Аналогичные результаты были достигнуты и электрофорезом в полиакриламидном геле. Уже в первых опытах этим приемом удалось разделить суммарные гистоны тимуса теленка сначала на 14, а затем и на 18 компонентов Число субфракций значительно возросло, когда в качестве исходного «сырья» стали брать не тотальные гистоны, а их основные фракции и когда для каждой фракции были найдены свои оптимальные концентрации и режимы разделения Так, например, лизинбогатые гистоны и гистоны фракции f2b удалось подразделить на 9 и 5 отдельных субфракций, а общее число выявленных зон достигло порядка 30. И здесь наряду с крупными, основными субфракциями были обнаружены тонкие минорные зоны, число которых зависело от концентрации вносимого материала (рис 16)

Рис. 16 Схемы электрофореграмм отдельных фракции гистонов тимуса теленка в полиакриламидном геле (Ашмарин и др, 19о8)

I - f1 II - f2а III - f2b IV - f3

Таким образом, наряду с несколькими основными фракциями гистонов (8—10), которые составляют, вероятно, до 90% тотального гистона, исследователи выявили целый спектр различных минорных компонентов.

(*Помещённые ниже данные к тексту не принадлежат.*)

PR #10, opened 2015-09-12
Us 39 add functionality to end turn

andrii-r:


src/main/java/catan/services/impl/PlayServiceImpl.java
```diff
@@ -31,7 +25,55 @@
...
+            log.debug("User is not joined to game with specified id %s", gameIdString);
+            throw new PlayException(ERROR_CODE_ERROR);
+        }
+
+        if (!game.getCurrentMove().equals(gameUserBean.getMoveOrder())) {
+            log.debug("It is not current turn of user {}", user.getUsername());
+            throw new PlayException(ERROR_CODE_ERROR);
+        }
 
+        //TODO: think about naming of method and namings of fields related to moveOrder and turn
```
ypetrenko, line 63: passTurn ?

andrii-r, line 63: pass means 'propustit', but we need here name functionality that can give Current Move To Next Player)

ypetrenko, line 63: pass usually means 'peredat', while miss is used for 'propustit'. But naming is not critical so never mind

andrii-r, line 63: but on of meanings is really 'propustit': http://c2n.me/3nFqiI3
so this name is not transparent ehough)  I think we should thinkg about it later, except if we have a great name)

PR #24, opened 2015-10-22
US-52_Add_build_actions_in_the_preparation_stage

andrii-r:


src/main/java/catan/services/PlayService.java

В настоящее время еще неясно, являются ли они примесями негистонных белков, комплексы которых с гистонами распадаются при электрофорезе, продуктами энзиматической деградации или агрегации основных фракций, или же независимыми белками — гистонами.

Возможность существования таких комплексов доказана работами Боннера, Буша, Хнилицы и других авторов, которые обнаружили в составе гистонов негистонные белки, связанные с РНК или нуклеотидами (подробнее см § 7). Однако при электрофорезе эти белки не мигрировали с гистонами, так как не имели положительного заряда. Не удалось обнаружить на электрофореграмм ах сходных минорных полос и в том случае, когда основные фракции гистонов предварительно частично гидролизовались самыми различными протеиназами и энзиматическими экстрактами. Хроматографическая очистка основных фракций от сопутствующих примесей других фракций также не избавляла от всех минорных компонентов, хотя число их уменьшалось. Уменьшалось оно и при электрофорезе в 7 М мочевине. Это говорит о том, что значительная часть минорных компонентов является следствием перекрестного загрязнения основных фракций гистонов, а также результатом их частичной агрегации. Очевидно, окончательное решение этого вопроса может быть получено только путем выделения этих компонентов и тщательного анализа их первичной структуры.

Поэтому в настоящее время трудно назвать точное число индивидуальных гистонов. Однако можно допустить, что оно относительно невелико и составляет порядка 10—15. Такое число типов гистонов не представляется незначительным, если учесть, что для репрессии одного гена требуется не одна, а несколько молекул гистонов. В этом случае существование 10—15 типов индивидуальных гистонов позволяет осуществлять огромное число специфических комбинаций.